Exercise requirements:
The line containing "-73,12 +73,8 @@" marks the start, and the last line of the records below marks the end. Print that run exactly and nothing else.

Data shown:
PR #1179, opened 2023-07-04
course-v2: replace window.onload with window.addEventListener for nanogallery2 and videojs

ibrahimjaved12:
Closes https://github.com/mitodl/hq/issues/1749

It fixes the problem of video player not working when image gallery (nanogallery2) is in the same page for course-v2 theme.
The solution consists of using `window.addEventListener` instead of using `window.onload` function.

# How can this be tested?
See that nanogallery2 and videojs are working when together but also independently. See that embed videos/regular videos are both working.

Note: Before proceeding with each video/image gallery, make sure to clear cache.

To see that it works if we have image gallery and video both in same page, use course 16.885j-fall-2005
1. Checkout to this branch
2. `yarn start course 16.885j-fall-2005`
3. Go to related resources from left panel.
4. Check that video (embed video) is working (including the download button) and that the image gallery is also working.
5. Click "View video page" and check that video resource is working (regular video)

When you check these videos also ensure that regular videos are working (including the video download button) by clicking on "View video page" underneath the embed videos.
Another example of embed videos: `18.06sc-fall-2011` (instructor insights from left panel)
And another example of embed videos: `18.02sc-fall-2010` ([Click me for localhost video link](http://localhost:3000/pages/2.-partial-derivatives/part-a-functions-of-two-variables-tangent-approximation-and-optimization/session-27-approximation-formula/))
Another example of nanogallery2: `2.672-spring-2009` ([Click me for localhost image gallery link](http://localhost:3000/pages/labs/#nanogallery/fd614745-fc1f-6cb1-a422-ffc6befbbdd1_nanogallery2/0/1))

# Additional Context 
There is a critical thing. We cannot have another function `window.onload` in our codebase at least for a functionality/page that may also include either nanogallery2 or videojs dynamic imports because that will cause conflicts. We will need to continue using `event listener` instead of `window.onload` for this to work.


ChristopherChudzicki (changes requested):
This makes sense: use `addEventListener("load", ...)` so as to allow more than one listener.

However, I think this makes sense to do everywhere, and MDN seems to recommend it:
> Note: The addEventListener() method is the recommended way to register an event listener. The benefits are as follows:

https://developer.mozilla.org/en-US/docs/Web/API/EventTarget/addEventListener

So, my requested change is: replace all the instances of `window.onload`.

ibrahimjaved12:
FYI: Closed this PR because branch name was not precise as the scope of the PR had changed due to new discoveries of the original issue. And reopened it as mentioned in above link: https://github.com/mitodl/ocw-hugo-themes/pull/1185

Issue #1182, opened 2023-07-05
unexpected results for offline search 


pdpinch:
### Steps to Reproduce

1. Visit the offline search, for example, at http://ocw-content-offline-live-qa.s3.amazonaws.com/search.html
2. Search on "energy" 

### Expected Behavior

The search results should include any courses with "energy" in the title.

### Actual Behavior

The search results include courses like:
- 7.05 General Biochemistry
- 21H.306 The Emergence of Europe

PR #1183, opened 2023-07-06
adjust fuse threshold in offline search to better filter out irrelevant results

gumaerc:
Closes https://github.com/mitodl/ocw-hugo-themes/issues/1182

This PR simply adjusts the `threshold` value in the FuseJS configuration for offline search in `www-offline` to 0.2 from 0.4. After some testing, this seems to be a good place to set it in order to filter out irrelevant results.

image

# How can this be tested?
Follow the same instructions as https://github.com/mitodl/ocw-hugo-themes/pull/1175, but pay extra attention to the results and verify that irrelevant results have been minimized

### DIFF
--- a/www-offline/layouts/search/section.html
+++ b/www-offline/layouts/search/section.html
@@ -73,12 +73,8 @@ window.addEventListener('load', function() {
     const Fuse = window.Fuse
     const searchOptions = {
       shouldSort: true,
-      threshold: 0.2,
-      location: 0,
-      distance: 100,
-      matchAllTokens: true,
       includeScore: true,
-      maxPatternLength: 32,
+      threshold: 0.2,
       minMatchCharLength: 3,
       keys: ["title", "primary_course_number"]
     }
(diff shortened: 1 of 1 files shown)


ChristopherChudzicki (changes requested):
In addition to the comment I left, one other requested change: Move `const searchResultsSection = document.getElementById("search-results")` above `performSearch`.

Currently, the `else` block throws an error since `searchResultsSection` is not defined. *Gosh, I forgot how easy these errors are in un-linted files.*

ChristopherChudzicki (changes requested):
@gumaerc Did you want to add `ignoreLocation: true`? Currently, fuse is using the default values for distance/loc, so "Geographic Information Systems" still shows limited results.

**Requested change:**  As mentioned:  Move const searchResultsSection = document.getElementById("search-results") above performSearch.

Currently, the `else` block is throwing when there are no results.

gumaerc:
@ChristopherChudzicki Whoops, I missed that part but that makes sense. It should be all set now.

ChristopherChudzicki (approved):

Response area:
@@ -73,12 +73,8 @@ window.addEventListener('load', function() {
     const Fuse = window.Fuse
     const searchOptions = {
       shouldSort: true,
-      threshold: 0.2,
-      location: 0,
-      distance: 100,
-      matchAllTokens: true,
       includeScore: true,
-      maxPatternLength: 32,
+      threshold: 0.2,
       minMatchCharLength: 3,
       keys: ["title", "primary_course_number"]
     }
(diff shortened: 1 of 1 files shown)


ChristopherChudzicki (changes requested):
In addition to the comment I left, one other requested change: Move `const searchResultsSection = document.getElementById("search-results")` above `performSearch`.

Currently, the `else` block throws an error since `searchResultsSection` is not defined. *Gosh, I forgot how easy these errors are in un-linted files.*

ChristopherChudzicki (changes requested):
@gumaerc Did you want to add `ignoreLocation: true`? Currently, fuse is using the default values for distance/loc, so "Geographic Information Systems" still shows limited results.

**Requested change:**  As mentioned:  Move const searchResultsSection = document.getElementById("search-results") above performSearch.

Currently, the `else` block is throwing when there are no results.

gumaerc:
@ChristopherChudzicki Whoops, I missed that part but that makes sense. It should be all set now.

ChristopherChudzicki (approved):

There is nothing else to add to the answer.